___ Given entries ___
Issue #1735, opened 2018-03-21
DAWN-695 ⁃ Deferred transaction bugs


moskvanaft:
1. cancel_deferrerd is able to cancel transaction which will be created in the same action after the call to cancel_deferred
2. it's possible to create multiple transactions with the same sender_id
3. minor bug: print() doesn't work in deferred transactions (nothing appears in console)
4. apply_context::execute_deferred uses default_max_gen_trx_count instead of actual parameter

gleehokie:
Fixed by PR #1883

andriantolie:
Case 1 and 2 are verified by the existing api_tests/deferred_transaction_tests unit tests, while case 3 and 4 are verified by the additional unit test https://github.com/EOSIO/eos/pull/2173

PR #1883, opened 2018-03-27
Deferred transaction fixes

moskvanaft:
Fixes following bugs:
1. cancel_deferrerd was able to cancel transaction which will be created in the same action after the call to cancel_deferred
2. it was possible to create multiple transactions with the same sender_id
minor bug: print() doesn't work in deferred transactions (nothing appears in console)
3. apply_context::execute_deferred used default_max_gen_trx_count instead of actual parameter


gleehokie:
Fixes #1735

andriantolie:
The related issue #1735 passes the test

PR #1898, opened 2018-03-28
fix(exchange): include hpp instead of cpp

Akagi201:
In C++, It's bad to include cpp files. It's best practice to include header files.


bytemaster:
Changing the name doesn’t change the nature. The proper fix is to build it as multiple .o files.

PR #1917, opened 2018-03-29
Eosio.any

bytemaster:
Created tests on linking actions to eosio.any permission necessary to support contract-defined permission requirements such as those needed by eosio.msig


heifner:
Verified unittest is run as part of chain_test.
___
___ Given entries ___
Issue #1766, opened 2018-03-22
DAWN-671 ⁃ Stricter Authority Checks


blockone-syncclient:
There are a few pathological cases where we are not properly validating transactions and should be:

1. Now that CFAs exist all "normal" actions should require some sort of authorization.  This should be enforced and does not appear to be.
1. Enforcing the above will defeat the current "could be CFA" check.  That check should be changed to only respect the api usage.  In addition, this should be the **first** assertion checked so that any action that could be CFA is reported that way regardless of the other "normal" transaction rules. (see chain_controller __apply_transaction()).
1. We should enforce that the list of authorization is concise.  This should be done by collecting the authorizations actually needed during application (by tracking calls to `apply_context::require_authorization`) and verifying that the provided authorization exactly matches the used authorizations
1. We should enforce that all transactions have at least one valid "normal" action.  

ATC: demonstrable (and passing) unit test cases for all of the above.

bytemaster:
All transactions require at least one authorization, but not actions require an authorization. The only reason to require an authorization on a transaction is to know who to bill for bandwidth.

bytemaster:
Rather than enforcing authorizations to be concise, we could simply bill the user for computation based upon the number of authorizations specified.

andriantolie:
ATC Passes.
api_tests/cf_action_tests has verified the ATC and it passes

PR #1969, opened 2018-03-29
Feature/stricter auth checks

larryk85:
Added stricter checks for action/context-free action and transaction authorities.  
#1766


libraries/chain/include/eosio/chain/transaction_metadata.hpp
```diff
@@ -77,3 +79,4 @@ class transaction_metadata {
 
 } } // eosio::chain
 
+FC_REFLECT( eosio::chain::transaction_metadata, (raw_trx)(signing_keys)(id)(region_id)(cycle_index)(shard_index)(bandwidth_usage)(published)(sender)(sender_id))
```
___
___ Given entries ___
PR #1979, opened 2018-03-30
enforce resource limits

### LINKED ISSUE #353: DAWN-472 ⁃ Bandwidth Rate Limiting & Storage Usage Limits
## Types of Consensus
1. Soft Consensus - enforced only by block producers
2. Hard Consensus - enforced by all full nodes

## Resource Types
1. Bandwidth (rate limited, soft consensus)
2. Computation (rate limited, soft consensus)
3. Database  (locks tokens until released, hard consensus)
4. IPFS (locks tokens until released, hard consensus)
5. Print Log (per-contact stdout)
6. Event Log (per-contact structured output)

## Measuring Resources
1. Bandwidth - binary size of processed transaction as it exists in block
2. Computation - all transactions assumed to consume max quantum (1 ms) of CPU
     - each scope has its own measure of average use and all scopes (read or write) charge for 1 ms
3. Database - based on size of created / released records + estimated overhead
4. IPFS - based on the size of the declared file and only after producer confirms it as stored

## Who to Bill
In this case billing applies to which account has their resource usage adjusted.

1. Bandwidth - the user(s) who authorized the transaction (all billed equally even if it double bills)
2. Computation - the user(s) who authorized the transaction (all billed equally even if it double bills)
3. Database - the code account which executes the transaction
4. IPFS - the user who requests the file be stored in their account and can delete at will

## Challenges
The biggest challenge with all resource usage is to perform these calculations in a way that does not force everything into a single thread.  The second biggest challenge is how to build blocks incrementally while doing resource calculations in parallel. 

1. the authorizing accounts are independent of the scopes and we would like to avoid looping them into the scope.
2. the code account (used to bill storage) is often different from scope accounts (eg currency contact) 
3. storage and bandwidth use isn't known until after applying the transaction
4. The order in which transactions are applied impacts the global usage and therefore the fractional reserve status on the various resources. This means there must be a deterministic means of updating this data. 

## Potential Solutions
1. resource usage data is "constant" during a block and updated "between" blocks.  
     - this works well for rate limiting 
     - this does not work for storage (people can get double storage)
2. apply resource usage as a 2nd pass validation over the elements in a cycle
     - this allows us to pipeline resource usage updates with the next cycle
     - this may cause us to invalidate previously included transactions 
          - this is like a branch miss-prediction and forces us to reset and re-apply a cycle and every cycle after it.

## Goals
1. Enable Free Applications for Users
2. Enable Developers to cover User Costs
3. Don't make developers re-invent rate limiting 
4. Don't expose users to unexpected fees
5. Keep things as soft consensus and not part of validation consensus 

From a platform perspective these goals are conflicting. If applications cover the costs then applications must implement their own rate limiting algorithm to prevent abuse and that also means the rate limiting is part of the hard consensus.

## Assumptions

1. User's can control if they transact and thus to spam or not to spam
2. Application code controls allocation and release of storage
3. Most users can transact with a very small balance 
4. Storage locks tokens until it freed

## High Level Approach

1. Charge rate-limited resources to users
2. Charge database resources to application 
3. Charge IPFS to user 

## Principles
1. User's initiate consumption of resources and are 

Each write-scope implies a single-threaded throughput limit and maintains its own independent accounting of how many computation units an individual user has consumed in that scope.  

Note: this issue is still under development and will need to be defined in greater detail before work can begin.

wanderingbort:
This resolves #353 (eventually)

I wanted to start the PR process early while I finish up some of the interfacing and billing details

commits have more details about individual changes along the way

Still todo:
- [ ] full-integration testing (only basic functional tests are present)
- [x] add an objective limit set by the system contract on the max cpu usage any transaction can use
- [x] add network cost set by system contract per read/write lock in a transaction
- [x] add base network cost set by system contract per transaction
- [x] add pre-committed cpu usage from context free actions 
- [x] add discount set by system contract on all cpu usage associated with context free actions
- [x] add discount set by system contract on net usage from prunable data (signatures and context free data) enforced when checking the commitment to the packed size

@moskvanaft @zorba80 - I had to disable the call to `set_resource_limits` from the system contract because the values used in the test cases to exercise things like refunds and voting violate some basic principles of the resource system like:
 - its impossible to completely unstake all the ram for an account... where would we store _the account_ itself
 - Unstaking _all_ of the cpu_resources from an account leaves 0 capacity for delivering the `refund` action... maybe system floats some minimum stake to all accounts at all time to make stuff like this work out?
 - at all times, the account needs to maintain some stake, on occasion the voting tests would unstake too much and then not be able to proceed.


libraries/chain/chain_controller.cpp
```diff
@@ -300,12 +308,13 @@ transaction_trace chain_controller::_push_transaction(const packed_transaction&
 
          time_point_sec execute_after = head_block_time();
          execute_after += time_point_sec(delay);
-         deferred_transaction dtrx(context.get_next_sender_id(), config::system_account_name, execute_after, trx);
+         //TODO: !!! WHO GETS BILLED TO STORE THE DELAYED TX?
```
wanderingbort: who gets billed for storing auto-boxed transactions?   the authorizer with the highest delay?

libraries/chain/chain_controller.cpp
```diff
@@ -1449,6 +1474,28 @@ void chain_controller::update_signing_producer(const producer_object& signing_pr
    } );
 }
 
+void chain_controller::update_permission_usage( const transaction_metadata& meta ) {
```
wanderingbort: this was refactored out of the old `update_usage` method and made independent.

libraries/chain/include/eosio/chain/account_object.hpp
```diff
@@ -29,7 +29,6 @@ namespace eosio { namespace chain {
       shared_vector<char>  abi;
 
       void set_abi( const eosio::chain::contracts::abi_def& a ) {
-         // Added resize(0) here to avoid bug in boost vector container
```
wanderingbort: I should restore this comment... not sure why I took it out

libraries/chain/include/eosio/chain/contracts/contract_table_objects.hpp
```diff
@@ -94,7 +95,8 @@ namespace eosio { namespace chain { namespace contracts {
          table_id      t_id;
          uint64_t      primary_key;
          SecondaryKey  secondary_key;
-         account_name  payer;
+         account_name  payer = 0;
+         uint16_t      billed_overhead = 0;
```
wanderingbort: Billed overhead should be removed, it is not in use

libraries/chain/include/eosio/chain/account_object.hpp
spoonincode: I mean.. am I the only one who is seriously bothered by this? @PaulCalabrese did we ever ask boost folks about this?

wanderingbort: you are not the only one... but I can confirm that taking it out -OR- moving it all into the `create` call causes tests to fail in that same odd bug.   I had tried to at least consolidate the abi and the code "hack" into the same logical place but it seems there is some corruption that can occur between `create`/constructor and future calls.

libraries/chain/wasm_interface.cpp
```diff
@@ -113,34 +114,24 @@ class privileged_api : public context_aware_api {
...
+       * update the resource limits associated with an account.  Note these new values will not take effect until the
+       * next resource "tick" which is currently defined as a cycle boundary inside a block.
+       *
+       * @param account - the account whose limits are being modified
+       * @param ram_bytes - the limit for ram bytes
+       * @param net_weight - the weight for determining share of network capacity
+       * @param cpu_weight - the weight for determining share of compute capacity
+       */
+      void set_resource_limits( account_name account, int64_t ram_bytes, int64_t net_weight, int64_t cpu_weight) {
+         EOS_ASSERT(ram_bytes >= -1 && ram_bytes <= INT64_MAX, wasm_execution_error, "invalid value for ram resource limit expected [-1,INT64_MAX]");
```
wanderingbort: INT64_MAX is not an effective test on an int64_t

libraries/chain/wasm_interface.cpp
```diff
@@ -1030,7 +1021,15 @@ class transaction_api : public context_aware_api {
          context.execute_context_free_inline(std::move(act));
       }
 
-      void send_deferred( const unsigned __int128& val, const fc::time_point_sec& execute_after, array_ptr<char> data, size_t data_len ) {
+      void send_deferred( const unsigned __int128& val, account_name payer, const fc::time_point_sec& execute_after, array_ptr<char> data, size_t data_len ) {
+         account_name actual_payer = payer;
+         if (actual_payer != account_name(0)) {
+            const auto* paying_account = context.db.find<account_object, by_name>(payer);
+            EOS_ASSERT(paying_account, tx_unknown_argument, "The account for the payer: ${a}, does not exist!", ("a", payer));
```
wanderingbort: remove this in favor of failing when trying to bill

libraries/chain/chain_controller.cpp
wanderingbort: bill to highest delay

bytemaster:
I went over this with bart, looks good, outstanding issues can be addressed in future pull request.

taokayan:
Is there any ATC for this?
___
• **Your task**
Among the lines above, return those that contain the string "IPFS".

• **Answer box**
4. IPFS (locks tokens until released, hard consensus)
4. IPFS - based on the size of the declared file and only after producer confirms it as stored
4. IPFS - the user who requests the file be stored in their account and can delete at will
3. Charge IPFS to user 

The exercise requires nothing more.